Exactly the lines from the opening of the records through the line containing "PR #72, opened 2017-04-18" should be copied, with both included.

(Collected data entries)

****************************************

PR #71, opened 2017-04-11
Remove bashisms from header.sh, using only POSIX, split tar and bunzip2

mingwandroid:
This makes the installation procedure compatible with systems that use
Busybox (integrated ash shell, tar from Busybox) and also for people who
use dash instead of bash.

### DIFF
--- a/constructor/header.sh
+++ b/constructor/header.sh
@@ -1,4 +1,4 @@
-#!/bin/bash
+#!/bin/sh
 #
 # NAME:  __NAME__
 # VER:   __VERSION__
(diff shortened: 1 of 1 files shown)


mingwandroid:
Please review this @ilanschnell.

mingwandroid:
I need to do some more work on this @ilanschnell.

ilanschnell:
Thanks Ray.  What is `RUNNING_SHELL` used for?  Are we sure that all the extra code related to that is not going to cause problems?

mingwandroid:
Some systems do not have `bash`, so this does a best guess effort to find an alternative. It sets a variable that is used instead of these two lines:
https://github.com/conda/constructor/pull/71/files#diff-3e6c886485792c86488973e8e7295183L228
https://github.com/conda/constructor/pull/71/files#diff-3e6c886485792c86488973e8e7295183L276

.. however I need to revise this part of macOS before it's ready for review, so I'll close the issue for now, thanks.

PR #72, opened 2017-04-18
Remove bashisms from header.sh, using only POSIX, split tar and bunzip2

mingwandroid:
This makes the installation procedure compatible with systems that use
Busybox (integrated ash shell, tar from Busybox) and also for people who
use dash instead of bash.

This is ready for review now @ilanschnell.

### DIFF
--- a/constructor/header.sh
+++ b/constructor/header.sh
@@ -6,6 +6,7 @@
 # BYTES: @SIZE_BYTES@
 # LINES: @LINES@
 # MD5:   __MD5__
+
 #if osx
 unset DYLD_LIBRARY_PATH
 #else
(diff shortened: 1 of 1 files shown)


mingwandroid:
Ping @csoja, @ilanschnell, @kalefranz. I really want to see this merged before 4.4.

constructor/header.sh
```diff
@@ -1,89 +1,125 @@
...
+OPTS=$(getopt bfhp:su "$*" 2>/dev/null)
+if [ ! $? ]; then
+    echo "$USAGE"
+    exit 2
+fi
+
+eval set -- "$OPTS"
+
+while true; do
+    case "$1" in
```
kalefranz: This isn't actually trying to parse flags properly, is it?  I use `-bfp` all the time, and have so publicly in a lot of issues.  With the parsing now, wouldn't that have to change to `-b -f -p`?  Should we use `getopts` here instead?

kalefranz:
I've done a full review.  LGTM except for that one comment.

mingwandroid:
getopts isn't available on as many systems. This script needs to target the very lowest common denominator. I'll check tomorrow but I think you can still do -bfp just fine.

ilanschnell:
Thanks Ray for working on this.  However, I don't see why this is relevant for the Anaconda 4.4 release, as the Anaconda/Miniconda installers are created using a different bash header file, see: https://github.com/ContinuumIO/anaconda/blob/master/ibuild/build.sh
Since this other header file has been used for years, and as proven to be stable, I don't see any reason to change it for the Anaconda 4.4 release.

kalefranz:
Because we need to be able to make a busybox miniconda installer.

kalefranz:
Also, why would we want to use different code for constructor vs the other installers?

ilanschnell:
Because of stability concerns.  Also, the code is different for specific reasons, and enabling constructor to exactly the Anaconda/Miniconda installers we provide would be extra work.

constructor/header.sh
```diff
@@ -1,89 +1,125 @@
...
-THIS_DIR=$(cd $(dirname $0); pwd)
-THIS_FILE=$(basename $0)
+# Determine RUNNING_SHELL; if SHELL is non-zero use that.
+if [ -n "$SHELL" ]; then
+    RUNNING_SHELL="$SHELL"
+else
+    if [ "$(uname)" = "Darwin" ]; then
+        RUNNING_SHELL=/bin/bash
+    else
+        RUNNING_SHELL=$(ps -p $$ -oargs=)
```
pzwang: How robust is part of the branch?  AFAICT most shells *do* define `$SHELL`, so how well is this logic understood/tested/etc.?
Also, why a special case for Darwin?  Is this to handle non-OSX Darwin, or...?

mingwandroid: It's less well tested. I'll undefine SHELL and make sure it's doing the right thing in some tests.

mingwandroid:
Adds more ways of finding `RUNNING_SHELL` and a helpful error message when everything fails.

constructor/header.sh
msarahan: @mingwandroid any result here?  Is this PR still worth pursuing?

mingwandroid:
This work is superceded by https://github.com/conda/constructor/tree/cross_conda_interface

Please base everything on that branch for now. I haven't merged it to master but perhaps I should?

msarahan:
I think it's best to merge it, yes, so that it doesn't become a gargantuan mega-PR.  I'm going to close this PR since it is superseded.

PR #74, opened 2017-04-30
Add basic jinja2 support

mbargull:
This adds support for `jinja2` template parsing in `construct.yaml`. The error handling is essentially copied from `conda-build`. Unlike `conda-build` it has only basic `jinja2` support, e.g., it is not possible to access environment variables etc.

Possible use case: Build an installer with Miniconda-esque version naming:
```yaml
{% set py_major_ver = "3" %}
{% set conda_ver = "4.3.16" %}

{% version = conda_ver %}
{% name = "InstallMyConda" + py_major_ver %}

name: {{ name }}
version: {{ conda_ver }}

specs:
  - python >={{ py_major_ver }}
  - conda =={{ conda_ver }}
...
```
Note: The `jinja2` processing is done *after* applying platform selectors.
Needs documentation (e.g., example and note above). If you find this PR viable, I could add some.

### DIFF
--- a/constructor/construct.py
+++ b/constructor/construct.py
@@ -170,27 +170,16 @@ def select_lines(data, namespace):
 
 
 # adapted from conda-build
-def render_jinja(data):
-    try:
-        import jinja2
-    except ImportError as ex:
-        raise exceptions.UnableToParseMissingJinja2(original=ex)
-    env = jinja2.Environment()
-    try:
-        template = env.from_string(data)
-        rendered = template.render()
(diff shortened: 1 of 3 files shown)


loriab:
+1 that this capability would be really helpful on multiple projects, if acceptable to the developers.

msarahan:
Merging, but I also agree that the jinja stuff here should remain simpler than it is in conda-build.  I don't really see the need for the equivalent of conda-build 3's variants here.

PR #75, opened 2017-05-02
Remove menus of all conda envs during uninstall

mbargull:
This makes the uninstaller remove not only the root environment's menus but also the menus from all other environments (if possible).
It tries to get the list of environments via the `conda.cli.python_api`.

****************************************

Expected answer:
PR #71, opened 2017-04-11
Remove bashisms from header.sh, using only POSIX, split tar and bunzip2

mingwandroid:
This makes the installation procedure compatible with systems that use
Busybox (integrated ash shell, tar from Busybox) and also for people who
use dash instead of bash.

### DIFF
--- a/constructor/header.sh
+++ b/constructor/header.sh
@@ -1,4 +1,4 @@
-#!/bin/bash
+#!/bin/sh
 #
 # NAME:  __NAME__
 # VER:   __VERSION__
(diff shortened: 1 of 1 files shown)


mingwandroid:
Please review this @ilanschnell.

mingwandroid:
I need to do some more work on this @ilanschnell.

ilanschnell:
Thanks Ray.  What is `RUNNING_SHELL` used for?  Are we sure that all the extra code related to that is not going to cause problems?

mingwandroid:
Some systems do not have `bash`, so this does a best guess effort to find an alternative. It sets a variable that is used instead of these two lines:
https://github.com/conda/constructor/pull/71/files#diff-3e6c886485792c86488973e8e7295183L228
https://github.com/conda/constructor/pull/71/files#diff-3e6c886485792c86488973e8e7295183L276

.. however I need to revise this part of macOS before it's ready for review, so I'll close the issue for now, thanks.

PR #72, opened 2017-04-18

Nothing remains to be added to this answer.